By removing the "warning" state, we will remove some spurious alerts which don't add value, and add more specific alerts for ones which do.

Gaps in metrics

Some of the unsuitable healthchecks correspond to conditions we need to alert about. Some can be directly implemented as Icinga checks by drawing on data we already report to graphite, but others will need new metrics to be made available first.

Prometheus, which we are adopting in the replatforming work, is a pull-based metrics gathering tool, which nicely solves the problem of how to get application state into an alert.
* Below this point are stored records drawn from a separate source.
PR #122, opened 2015-08-05
Checking if there are any releases associated with recording in _get_recording_info function

gentlecat:
*Fixes http://sentry.roman.zone/sentry/ab-production/group/30/ and http://tickets.musicbrainz.org/browse/AB-49.*

PR #124, opened 2015-08-08
Check if "musicbrainz_albumid" is defined in tags

gentlecat:
*Fixes http://sentry.roman.zone/sentry/ab-production/group/32/.*

### DIFF
--- a/webserver/views/data.py
+++ b/webserver/views/data.py
@@ -163,15 +163,13 @@ def _get_recording_info(mbid, metadata):
             info['length'] = time.strftime("%M:%S", time.gmtime(float(good_metadata['length']) / 1000))
 
     elif metadata:
-        info['title'] = metadata['tags']['title'][0]
         info['length'] = metadata['audio_properties']['length_formatted']
-        info['artist_id'] = metadata['tags']['musicbrainz_artistid'][0]
-        info['artist'] = metadata['tags']['artist'][0]
-        info['release_id'] = metadata['tags']['musicbrainz_albumid'][0] \
-            if 'musicbrainz_albumid' in metadata['tags'] else None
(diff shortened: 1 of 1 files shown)


Freso:
Also http://tickets.musicbrainz.org/browse/AB-49

gentlecat:
@Freso, this is going to be fixed by #122.

webserver/views/data.py
```diff
@@ -167,10 +167,11 @@ def _get_recording_info(mbid, metadata):
...
         info['artist_id'] = metadata['tags']['musicbrainz_artistid'][0]
         info['artist'] = metadata['tags']['artist'][0]
-        info['release_id'] = metadata['tags']['musicbrainz_albumid'][0]
+        info['release_id'] = metadata['tags']['musicbrainz_albumid'][0] \
+            if 'musicbrainz_albumid' in metadata['tags'] else None
         info['release'] = metadata['tags']['album'][0]
-        info['track_id'] = metadata['tags']['musicbrainz_releasetrackid'][0] if \
-            'musicbrainz_releasetrackid' in metadata['tags'] else None
+        info['track_id'] = metadata['tags']['musicbrainz_releasetrackid'][0] \
+            if 'musicbrainz_releasetrackid' in metadata['tags'] else None
```
alastair: how about `info['track_id'] = metadata['tags'].get('musicbrainz_releasetrackid', [None])[0]` ?

Alternatively, I'd like to see a helper function which is used for all lines which checks if the field exists (we don't require any tag except recording id to be present) and then does the `[0]`

gentlecat: I like your first idea. Done in 88083614b487c6fecb48116601d9ab893084f7dc.

PR #125, opened 2015-08-08
List of all evaluation jobs for a dataset

gentlecat:
*Fixes [AB-62](http://tickets.musicbrainz.org/browse/AB-62).*


gentlecat:
Accidentally merged it. Reverted and created new pull request with the same contents: #128. Sorry about that.

PR #126, opened 2015-08-11
Save messages from exceptions in the dataset evaluator

gentlecat:
I didn't integrate that with the UI yet because #125 changes related part of the interface anyway. I'll add message display after that pull request is merged.

*This is related to [AB-61](http://tickets.musicbrainz.org/browse/AB-61).*

### DIFF
--- a/dataset_eval/evaluate.py
+++ b/dataset_eval/evaluate.py
@@ -71,8 +71,11 @@ def evaluate_dataset(eval_job):
     # TODO(roman): Also need to catch exceptions from Gaia.
     except db.exceptions.DatabaseException as e:
         logging.info("Evaluation job %s has failed!" % eval_job["id"])
-        db.dataset_eval.set_job_status(eval_job["id"], db.dataset_eval.STATUS_FAILED,
-                                       status_msg=str(e))
+        db.dataset_eval.set_job_status(
+            job_id=eval_job["id"],
+            status=db.dataset_eval.STATUS_FAILED,
+            status_msg=str(e),
+        )
         logging.info(e)
 
     finally:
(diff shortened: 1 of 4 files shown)


dataset_eval/evaluate.py
```diff
@@ -71,7 +71,8 @@ def evaluate_dataset(eval_job):
     # TODO(roman): Also need to catch exceptions from Gaia.
     except db.exceptions.DatabaseException as e:
         logging.info("Evaluation job %s has failed!" % eval_job["id"])
-        db.dataset_eval.set_job_status(eval_job["id"], db.dataset_eval.STATUS_FAILED)
+        db.dataset_eval.set_job_status(eval_job["id"], db.dataset_eval.STATUS_FAILED,
+                                       status_msg=str(e))
```
alastair: Why do you name `status_msg` here but not any of the other parameters?

dataset_eval/evaluate.py
```diff
@@ -71,7 +71,8 @@ def evaluate_dataset(eval_job):
...
         # TODO(roman): Maybe log this exception? Would also be nice to provide
```
alastair: no longer a todo!

db/dataset_eval.py
```diff
@@ -113,7 +113,7 @@ def set_job_result(job_id, result):
     commit()
 
 
-def set_job_status(job_id, status):
+def set_job_status(job_id, status, status_msg=None):
```
alastair: Is `status_msg` optional? Could you add some documentation?

dataset_eval/evaluate.py
gentlecat: Yep. Removed in 3eda350ddc2c8ef822a819175d7cc6528de744ad. :boom:

dataset_eval/evaluate.py
gentlecat: I was trying to make it more clear what this string is. Updated in 0998697ab72b001d3d85de742d0c44e58c2852fe.

db/dataset_eval.py
gentlecat: Yep, it's optional. I added docstring for this function in c7b5eedc69c2ffcb7bcf6d26608bf2f38dff220f. :scroll:

PR #128, opened 2015-08-13
List of all evaluation jobs for a dataset

gentlecat:
*Fixes [AB-62](http://tickets.musicbrainz.org/browse/AB-62).*


alastair:
This is good.
We talked about having an "admin" interface to also be able to see all current jobs. Did you want to make that part of this pull, or a separate one?

alastair:
Watch the back button. There are a few places where it doesn't work as expected. Let me know if you want specific instances

alastair:
ah, the actual cause of the http500 error is
```
ProgrammingError: column "status_msg" does not exist
LINE 1: SELECT id, dataset_id, status, status_msg, result, created, ...
```
which is fine, except it's unusal that it's being eclipsed by the transaction error. I think we need to do 2 things:

* make sure that the http500 template doesn't do any database calls, so that we can report the correct error 
* Don't render the http500 html page for a json query endpoint

gentlecat:
No, I didn't want to make admin interface a part of this pull request. This just fixes AB-62. There's a separate ticket for admin stuff: http://tickets.musicbrainz.org/browse/AB-66.

alastair:
OK. make a ticket for the http500 stuff and this is OK to merge.

gentlecat:
Here's the ticket for error page stuff: http://tickets.musicbrainz.org/browse/AB-74.

PR #129, opened 2015-08-13
History file generation in dataset evaluation process

gentlecat:
:scroll: :honeybee: :honeybee: :honeybee:

### DIFF
--- a/dataset_eval/evaluate.py
+++ b/dataset_eval/evaluate.py
@@ -23,6 +23,7 @@ import os
 import re
 
 SLEEP_DURATION = 30  # number of seconds to wait between runs
+HISTORY_STORAGE_DIR = os.path.join(config.FILE_STORAGE_DIR, "history")
 
 
 def main():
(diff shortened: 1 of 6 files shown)


gentlecat:
Still need to permanently save that file on the server and provide a way to download it.

dataset_eval/evaluate.py
```diff
@@ -23,6 +23,7 @@
 import re
 
 SLEEP_DURATION = 30  # number of seconds to wait between runs
+HISTORY_STORAGE_DIR = os.path.join(config.FILE_STORAGE_DIR, "history")
```
alastair: does it make sense to put the existing high level files here too? what do you think?

alastair:
looks good :rocket:

dataset_eval/evaluate.py
gentlecat: What files?

alastair: I mean all of the ones that we currently use in the high level extractor currently.

gentlecat: *http://chatlogs.musicbrainz.org/musicbrainz-devel/2015/2015-08/2015-08-15.html#T12-14-36-810697* :memo:

PR #133, opened 2015-08-27
Fixed metadata fetching for summary page

gentlecat:


webserver/views/data.py
```diff
@@ -173,14 +173,15 @@ def _get_recording_info(mbid, metadata):
...
         if 'tracktotal' in metadata['tags']:
             info['track_number'] = '%s / %s' % (metadata['tags']['tracknumber'][0],
                                                 metadata['tags']['tracktotal'][0])
         else:
             info['track_number'] = metadata['tags']['tracknumber'][0]
+        return info
 
-    return info
+    else:
+        return None
```
alastair: I don't like returning None from something that normally returns a dict. Can we return `{}` instead? I guess the problem here is that `info` always has at least the mbid, so that we can't check it for emptiness when it gets returned?

gentlecat: Exactly.

gentlecat: Fixed. :ice_cream:

PR #134, opened 2015-09-05
Remove unneeded server.py

alastair:
AB-76 - You can configure uwsgi directly with the create_app
function in the configuration file


gentlecat:
:shipit:

PR #137, opened 2015-09-21
Use a wrapper to call sql scripts in admin

alastair:
Fixes http://tickets.musicbrainz.org/browse/AB-83


gentlecat:
:+1: :ship:

alastair:
We should put this in other brainzes. Do you want to do this?

gentlecat:
I can do that, but not today. Need to finish some MusicBrainz stuff.

alastair:
no problem

PR #138, opened 2015-09-24
add more MBID names for mp3 tags

19379:
on IRC (as marc2k3) earlier, i was talking about submitting MBIDs to listenbrainz, i was linked to the whitelist json file and i noticed many mp3 specific MBID names were missing so here they are.

i put them side by side just to illustrate the differences. it can always be changed.


Freso:
But [TagLib](https://taglib.github.io/) reading those ID3 tags in MP3 files should abstract them out to the tag names already listed.

19379:
well i'm using foobar2000 and it doesn't use taglib. all TXXX frames are accessed by name. i can always workaround this issue at my end by substituting the names before i submit.

19379:
since i've updated my foobar2000 script to handle the remapping, i might as well close this.

PR #139, opened 2015-10-05
[WIP] Sqlalchemy

alastair:
Work in progress, but getting it up now because it looks like it'll be big.

The main change is to move from psycopg2 to sqlalchemy (http://tickets.musicbrainz.org/browse/AB-89), but there are also some other things in here, including better transaction management (http://tickets.musicbrainz.org/browse/AB-85) and splitting up of data methods more to separate them into database access, and data validation/transformation.

Also adding tests to each module as I'm going along. At this point, most of db/data is done but no more.

Still to be done:
 - [x] highlevel data methods
 - [x] dataset db
 - [x] stats db
 - [x] user db
 - [x] dumps
 - [x] initdb
 - [x] move highlevel script to `db`
 - [x] move eval script to `db`
 - [x] verify transactions work properly for multi-table inserts


db/data.py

But we're not replatformed yet, so until then we may need to do something like email-alert-api, which has a worker to push metrics to graphite.

Appendix: Healthchecks which need changing

The following healthchecks need updating before GovukHealthcheck can serve an HTTP status of 500:

App or Gem Check Reason
govuk_app_config GovukHealthcheck::SidekiqQueueCheck checks for a capacity issue
govuk_app_config GovukHealthcheck::SidekiqQueueLatencyCheck checks for a capacity issue
govuk_app_config GovukHealthcheck::SidekiqRetrySizeCheck checks for a capacity issue
govuk_app_config GovukHealthcheck::ThresholdCheck checks for a capacity issue
content-publisher Healthcheck::GovernmentDataCheck a failure doesn't seem to totally impair the instance
finder-frontend Healthcheck::RegistriesCache a failure doesn't seem to totally impair the instance
publisher Healthcheck::ScheduledPublishing checks for a capacity issue
publishing-api Healthcheck::QueueLatency checks for a capacity issue
search-api Healthcheck::ElasticsearchIndexDiskspaceCheck checks for a capacity issue
search-api Healthcheck::RerankerHealthcheck checks for an error which is gracefully handled
search-api Healthcheck::SidekiqQueueLatenciesCheck checks for a capacity issue
signon Healthcheck::ApiTokens checks for an upcoming maintenance task

Notes:

  • asset-manager isn't using GovukHealthcheck, but it has an equivalent implementation.
  • content-data-admin has a nonstandard healthcheck which reports an error to Sentry.
  • finder-frontend has a /healthcheck and a /healthcheck.json which do different things.
  • Various apps don't have any healthcheck endpoint at all.
  • Various apps have a healthcheck endpoint which is just proc { [200, {}, []] }.